PR #318, opened 2025-08-28
[DRAFT] COR-1759 Serde deprecated

AHaliq:
## Purpose

Guard serde relevant constructs behind a [feature flag](https://linear.app/concordium/issue/COR-1759/put-serde-serialization-in-rust-sdk-behind-a-feature-flag) turned off by default

## Changes

- created a tool to parse and transform rust AST to add the guards idempotently: serde-refactor
- run `cd serde-refactor && cargo run -- ../src --dry-run` to see candidates in `src`
- [NOT YET] apply transformation to `src/**` and `examples/**`

## Checklist

- [X] I have performed a self-review of the changes.
      hard-to-understand areas.

## CLA acceptance

- [X] I accept the above linked CLA.


serde-refactor/src/main.rs
allanbrondum, line 1: I think it is fine to use the tool if it works (but we don't merge the tool itself to main). But you still have to to through every change manually to check that the change is as expected. And you need to differentiate between the types where the serialization should not be behind a feature flag (primitive/simple types), and those where it should.

AHaliq: ive taken a closer look at the linear ticket. it seems the examples u gave for primitive types are types defined in `concordium-base` not in this repo, so they are unaffected / guarded by the flag. Moreover, `AccountAddress` part of that list does not derive any serde traits either.

README.md
```diff
@@ -103,3 +103,10 @@ cargo run
 
 Updating these files should only be done when the node's API, determined by the
 schemas, changes and we need to support the new API in the SDK.
+
+The use of serde is guarded by the flag `serde_deprecated`. Enable the flag to use the sdk with serde.
```
allanbrondum, line 107: We can be a bit more specific about the flag. Instead of "use of serde", it is `serde::Serialize/Deserialize` implementation that are guarded by the flag. And only on types where we consider it deprecated and it might be removed in the future.

src/internal.rs
allanbrondum, line 1: I don't think we need to feature flag the `serialize/deserialize` functions here, since they do not really promise a "default" serialization format of a specific type. They only have effect when used explicitly. Hence, I think we can just not feature flag them.

src/internal.rs
```diff
@@ -1,3 +1,4 @@
+#[cfg(feature = "serde_deprecated")]
 pub(crate) mod timestamp_millis {
```
allanbrondum: I think `timestamp_millis` and `duration_millis` defines serialization of primitive types? (Unlike `account_amounts` which serializes a composite type) As such, I don't think they have the be behind the feature flag.

src/types/summary_helper.rs
allanbrondum: What happens if you put this entire module behind the flag? I think the module is only here to implement JSON serialization of composite types.

src/types/network.rs
```diff
@@ -30,8 +30,8 @@ impl std::fmt::Display for RemotePeerId {
 }
 
 #[repr(transparent)]
-#[derive(SerdeSerialize, SerdeDeserialize)]
-#[serde(transparent)]
+#[cfg_attr(feature = "serde_deprecated", derive(SerdeSerialize, SerdeDeserialize))]
+#[cfg_attr(feature = "serde_deprecated", serde(transparent))]
 #[derive(Copy, Clone, Eq, PartialEq, Ord, PartialOrd, Debug, FromStr, Display, From, Into)]
 pub struct NetworkId {
```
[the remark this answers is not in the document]
AHaliq: my bad, fixed

CHANGELOG.md
```diff
@@ -1,5 +1,63 @@
...
+    - `types::BakerPoolInfo`
+    - `types::AccountStakingInfo`
+    - `types::Cooldown`
+    - `types::AccountInfo`
+    - `types::BirkParameters`
+    - `types::BirkBaker`
+    - `types::StakePendingChange`
+    - `types::RewardsOverview`
+    - `types::CommonRewardData`
+    - `types::reward_overview::RewardsDataRaw`
```
allanbrondum: Not public?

:::

__EXERCISE REQUIREMENTS__
Copy out the whole listing exactly as given.

__TASK RESPONSE__
PR #318, opened 2025-08-28
[DRAFT] COR-1759 Serde deprecated

AHaliq:
## Purpose

Guard serde relevant constructs behind a [feature flag](https://linear.app/concordium/issue/COR-1759/put-serde-serialization-in-rust-sdk-behind-a-feature-flag) turned off by default

## Changes

- created a tool to parse and transform rust AST to add the guards idempotently: serde-refactor
- run `cd serde-refactor && cargo run -- ../src --dry-run` to see candidates in `src`
- [NOT YET] apply transformation to `src/**` and `examples/**`

## Checklist

- [X] I have performed a self-review of the changes.
      hard-to-understand areas.

## CLA acceptance

- [X] I accept the above linked CLA.


serde-refactor/src/main.rs
allanbrondum, line 1: I think it is fine to use the tool if it works (but we don't merge the tool itself to main). But you still have to to through every change manually to check that the change is as expected. And you need to differentiate between the types where the serialization should not be behind a feature flag (primitive/simple types), and those where it should.

AHaliq: ive taken a closer look at the linear ticket. it seems the examples u gave for primitive types are types defined in `concordium-base` not in this repo, so they are unaffected / guarded by the flag. Moreover, `AccountAddress` part of that list does not derive any serde traits either.

README.md
```diff
@@ -103,3 +103,10 @@ cargo run
 
 Updating these files should only be done when the node's API, determined by the
 schemas, changes and we need to support the new API in the SDK.
+
+The use of serde is guarded by the flag `serde_deprecated`. Enable the flag to use the sdk with serde.
```
allanbrondum, line 107: We can be a bit more specific about the flag. Instead of "use of serde", it is `serde::Serialize/Deserialize` implementation that are guarded by the flag. And only on types where we consider it deprecated and it might be removed in the future.

src/internal.rs
allanbrondum, line 1: I don't think we need to feature flag the `serialize/deserialize` functions here, since they do not really promise a "default" serialization format of a specific type. They only have effect when used explicitly. Hence, I think we can just not feature flag them.

src/internal.rs
```diff
@@ -1,3 +1,4 @@
+#[cfg(feature = "serde_deprecated")]
 pub(crate) mod timestamp_millis {
```
allanbrondum: I think `timestamp_millis` and `duration_millis` defines serialization of primitive types? (Unlike `account_amounts` which serializes a composite type) As such, I don't think they have the be behind the feature flag.

src/types/summary_helper.rs
allanbrondum: What happens if you put this entire module behind the flag? I think the module is only here to implement JSON serialization of composite types.

src/types/network.rs
```diff
@@ -30,8 +30,8 @@ impl std::fmt::Display for RemotePeerId {
 }
 
 #[repr(transparent)]
-#[derive(SerdeSerialize, SerdeDeserialize)]
-#[serde(transparent)]
+#[cfg_attr(feature = "serde_deprecated", derive(SerdeSerialize, SerdeDeserialize))]
+#[cfg_attr(feature = "serde_deprecated", serde(transparent))]
 #[derive(Copy, Clone, Eq, PartialEq, Ord, PartialOrd, Debug, FromStr, Display, From, Into)]
 pub struct NetworkId {
```
[the remark this answers is not in the document]
AHaliq: my bad, fixed

CHANGELOG.md
```diff
@@ -1,5 +1,63 @@
...
+    - `types::BakerPoolInfo`
+    - `types::AccountStakingInfo`
+    - `types::Cooldown`
+    - `types::AccountInfo`
+    - `types::BirkParameters`
+    - `types::BirkBaker`
+    - `types::StakePendingChange`
+    - `types::RewardsOverview`
+    - `types::CommonRewardData`
+    - `types::reward_overview::RewardsDataRaw`
```
allanbrondum: Not public?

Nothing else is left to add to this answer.